Data records:
**********

PR #1220, opened 2020-12-01
Add DSL based on Python grammar

vbessonov:
## Description

This PR adds DSL based on Python grammar.

## Motivation and Context

[SIMPLY-3334](https://jira.nypl.org/browse/SIMPLY-3334)

## Checklist:

### DIFF
--- a/tests/python_expression_dsl/test_evaluator.py
+++ b/tests/python_expression_dsl/test_evaluator.py
@@ -1,0 +1,195 @@
+from nose.tools import assert_raises, eq_
+from parameterized import parameterized
+
+from ...python_expression_dsl.evaluator import (
+    DSLEvaluationError,
+    DSLEvaluationVisitor,
+    DSLEvaluator,
+)
+from ...python_expression_dsl.parser import DSLParseError, DSLParser
+
+
+class Subject(object):
+    """Dummy object designed for testing DSLEvaluator."""
+
+    def __init__(self, attributes):
+        """Initialize a new instance of Subject.
+
+        :param attributes: List of attributes
+        :type attributes: List[str]
+        """
+        self._attributes = attributes
+
+    @property
+    def attributes(self):
+        """Return the list of attributes.
+
+        :return: List of attributes
+        :rtype: List
+        """
+        return self._attributes
+
+    def get_attribute_value(self, index):
+        """Dummy method to test method invocation.
+
+        :param index: Attribute's index
+        :type index: int
+
+        :return: Attribute's value
+        :rtype: Any
+        """
+        return self._attributes[index]
+
+
+class TestDSLEvaluator(object):
+    @parameterized.expand(
+        [
+            ("incorrect_expression", "?", None, None, None, DSLParseError),
+
+            ("numeric_literal", "9", 9),
+            ("numeric_float_literal", "9.5", 9.5),
+
+            ("unknown_identifier", "foo", None, None, None, DSLEvaluationError),
+            ("known_identifier", "foo", 9, {"foo": 9}),
+            (
+                "unknown_nested_identifier",
+                "foo.bar",
+                None,
+                {"foo": 9},
+                None,
+                DSLEvaluationError,
+            ),
+            ("known_nested_identifier", "foo.bar", 9, {"foo": {"bar": 9}}),
+            ("known_nested_identifier", "foo.bar.baz", 9, {"foo": {"bar": {"baz": 9}}}),
+            ("known_nested_identifier", "foo.bar[0].baz", 9, {"foo": {"bar": [{"baz": 9}]}}),
+            (
+                "identifier_pointing_to_the_object",
+                "'eresources' in subject.attributes",
+                True,
+                {"subject": Subject(["eresources"])},
+            ),
+
+            ("simple_negation", "-9", -9),
+            ("simple_parenthesized_expression_negation", "-(9)", -(9)),
+            ("parenthesized_expression_negation", "-(9 + 3)", -(9 + 3)),
+            ("slice_expression_negation", "-(arr[1])", -12, {"arr": [1, 12, 3]}),
+
+            ("addition_with_two_operands", "9 + 3", 9 + 3),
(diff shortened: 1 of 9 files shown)


leonardr:
You can fix the imports that are breaking your tests by replacing "core.util" with "..util". See core/credential.py for an example.

tests/python_expression_dsl/test_evaluator.py
```diff
@@ -0,0 +1,138 @@
...
+            ("triple_inversion", "not not not 9 < 3", not not not 9 < 3),
+
+            ("conjunction", "9 == 9 and 3 == 3", 9 == 9 and 3 == 3),
+            ("disjunction", "9 == 3 or 3 == 3", 9 == 3 or 3 == 3),
+
+            ("simple_parenthesized_expression", "(9 + 3)", (9 + 3)),
+            ("arithmetic_parenthesized_expression", "2 * (9 + 3) * 2", 2 * (9 + 3) * 2),
+
+            ("slice_expression", "arr[1] == 12", True, {"arr": [1, 12, 3]}),
+        ]
```
leonardr, line 168: These tests are very concise and readable. There are three additional types of tests I'd like to see:

* expressions that contain multiple variable references, e.g. `arr[1] + arr[2]` and `value1 * value2`
* expressions that attempt to use built-in python functions like `print(var)` and `sum(arr)`
* expressions that attempt to invoke methods on variables, like `stringvar.upper()`

I don't expect any of these tests to show anything weird, but it'll prove that your DSL does the right thing.

tests/python_expression_dsl/test_evaluator.py
```diff
@@ -0,0 +1,138 @@
...
+            ("unknown_identifier", "foo", None, None, DSLEvaluationError),
+            ("known_identifier", "foo", 9, {"foo": 9}),
+            ("unknown_nested_identifier", "foo.bar", None, {"foo": 9}, DSLEvaluationError),
+            ("known_nested_identifier", "foo.bar", 9, {"foo": {"bar": 9}}),
+            (
+                "identifier_pointing_to_the_object",
+                "'eresources' in subject.attributes",
+                True,
+                {"subject": Subject(["eresources"])},
+            ),
```
leonardr, line 70: I'm a little bit concerned about this one. If there's a data model object in the context, attribute access will give you access to basically any other data model object in the system. 

Is it possible to have attribute access only work in the case of a nested identifier? Do you need this to work for the SAML use case you're considering?

leonardr (changes requested):

tests/python_expression_dsl/test_evaluator.py
vbessonov: I added a couple of test cases:
```python
            ("complex_slice_expression", "arr[1] + arr[2]", 15, {"arr": [1, 12, 3]}),

            ("method_call", "str.upper()", "HELLO WORLD", {"str": "Hello World"}),
            ("builtin_function_call", "min(1, 2)", min(1, 2)),
```
You can find expressions that contain multiple variable references in cases covering associative, commutative, and distributive laws.

tests/python_expression_dsl/test_evaluator.py
vbessonov: Using a DSL expression you can only get access to only what's inside the context which can be either a dictionary or a Python object. The test case above emulates the scenario I'm planning to implement in SAML enhancements PR. In that case the DSL engine will have access only to `api.saml.metadata.model.SAMLSubject`, all of its nested properties and some built-in Python functions:
```python
    BUILTIN_FUNCTIONS = {
        "abs": abs,
        "all": all,
        "any": any,
        "len": len,
        "max": max,
        "min": min,
    }
```

leonardr:
A general note: I would like to see this eventually put into a separate project on PyPI, I think it has value outside of this project.

tests/python_expression_dsl/test_evaluator.py
leonardr: My concern is with the nested properties and method calls. If you put a SQLAlchemy data model object into the context, then executing `obj.delete()` will delete that object from the database when the request completes. If nested properties also work, executing something like `obj.patron.delete()` wil delete some _other_ object from the database.

Maybe there is no solution apart from code review of anything that uses this system to make sure it doesn't put unsafe objects into the context. I was hoping we could avoid that by limiting the DSL's expressive capability to something closer to XPath.

leonardr:
Basically, if you think there's no solution to the safety problem short of careful review of what gets put in the context, then we can merge this. If you have other ideas I'd like to consider them.

tests/python_expression_dsl/test_evaluator.py
vbessonov: My main intent was to make the DSL engine almost as much powerful as Python so future users could write filter expression of any complexity but I do see your point. We can try to run DSL expression in a [sandbox](https://stackoverflow.com/questions/3068139/how-can-i-sandbox-python-in-pure-python) by, for example, executing them in a separate `exec` context.

vbessonov: The other thing that we can do is to make a deep copy of context objects by serializing and deserializing them before putting into the context - it will allow to unbind them from CM's execution context, SQLAlchemy session, etc.

leonardr:
Per a discussion on Slack, this is OK to merge and use in the SAML branch with two changes:

1. Method invocations should only be allowed for built-in objects like stirngs.
2. The `evaluate` method should deepcopy its `context` before evaluation.

vbessonov:
@leonardr, I added requested changes:

1. By default method invocation is allowed only for built-in classes (float, int, str). Method invocation for other classes should be allowed explicitly by sending a list with their names to `DSLEvaluationVisitor` constructor or to `DSLEvaluator.evaluate` method.
2. All the context objects are deep copied inside `DSLEvaluationVisitor.context` property.

leonardr (approved):
This looks quite solid now. Still hoping a) we can eventually solve this problem with a more standard language and b) this can eventually be moved into a standalone Python project.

**********

Extract every line containing the string "upper" from the data above.

* expressions that attempt to invoke methods on variables, like `stringvar.upper()`
            ("method_call", "str.upper()", "HELLO WORLD", {"str": "Hello World"}),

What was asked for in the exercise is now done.